Zululand Argyrodes Dew-Drop Spider

Scientific classification
- Kingdom: Animalia
- Phylum: Arthropoda
- Subphylum: Chelicerata
- Class: Arachnida
- Order: Araneae
- Infraorder: Araneomorphae
- Family: Theridiidae
- Genus: Argyrodes
- Species: A. stridulator
- Binomial name: Argyrodes stridulator Lawrence, 1937

= Argyrodes stridulator =

- Authority: Lawrence, 1937

Species of spider

Argyrodes stridulator is a species of spider in the family Theridiidae. It is endemic to South Africa and is commonly known as the Zululand Argyrodes dew-drop spider.

==Distribution==
Argyrodes stridulator is found in South Africa. In South Africa, it is endemic to KwaZulu-Natal province. Locations include iSimangaliso Wetland Park (Kosi Bay Nature Reserve), Ndumo Game Reserve, and Ophathe Game Reserve.

==Habitat and ecology==
These spiders are kleptoparasites. This species steals prey from the webs of other spiders. Only a few spiders from this genus catch prey in their own webs. Argyrodes stridulator species was sampled from orb-webs of other spiders. It was sampled from the Indian Ocean Coastal Belt and Savanna biomes at altitudes ranging from 47 to 40 m.

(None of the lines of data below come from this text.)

PR #59, opened 2021-08-19
chore: make codecov support coverage for the entire modmail folder

onerandomusername:
since the line was missing a `/` codecov was only checking the modmail
file iteself, which doesn't exist, so no coverage was reported.

### DIFF
--- a/.codecov.yml
+++ b/.codecov.yml
@@ -13,7 +13,7 @@ coverage:
       default: false
       bot:
         paths:
-          - modmail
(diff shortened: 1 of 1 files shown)


onerandomusername:
There's no way to test that this worked w/out adding it to main, I think. 

Here's the docs if anyone wants to check them. https://docs.codecov.com/docs/commit-status

dawnofmidnight (approved):

PR #65, opened 2021-08-28
Feature: Database

### LINKED ISSUE #55: Main feature: database
We need a database module to store things persistently, such as thread state.

Things that need storing:
- Thread metadata (originating message, thread ID, user )
- Thread message data (who wrote, was moderator, highest role, message content, reactions? Attachments? )
- Config data (should just be a string/string KVS for now because that's how db config works)

These things should be server-keyed so in the future we can support multiserver if we want.

Shivansh-007:
Closes #55 

TODO...


onerandomusername:
Removed Shivansh as he's busy, @bast0006 is hopefully going to finish this pr.

PR #68, opened 2021-08-30
more tests

onerandomusername:
## Description

Continues expanding the test suite.  This attempts to cover *some* parts of the already installed portions.

### DIFF
--- a/tests/conftest.py
+++ b/tests/conftest.py
@@ -1,6 +1,6 @@
 import pytest
 
 
-def pytest_report_header(config):
+def pytest_report_header(config) -> str:
     """Pytest headers."""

A. stridulator and A. convivans have a stridulating organ consisting of two ridged, oval patches on the carapace that are scraped against a chitinous ring on the anterior apex of the abdomen.

==Conservation==
Argyrodes stridulator is listed as Least Concern by the South African National Biodiversity Institute. All known records are from within protected areas. It is suspected to be undercollected and much suitable natural habitat exists within its range. There are no significant threats to this species. It is protected in Ophathe Game Reserve, Kosi Bay Nature Reserve, and Ndumo Game Reserve.

==Taxonomy==
Argyrodes stridulator was described by Lawrence in 1937 from Kosi Bay Nature Reserve. The species is known only from the male.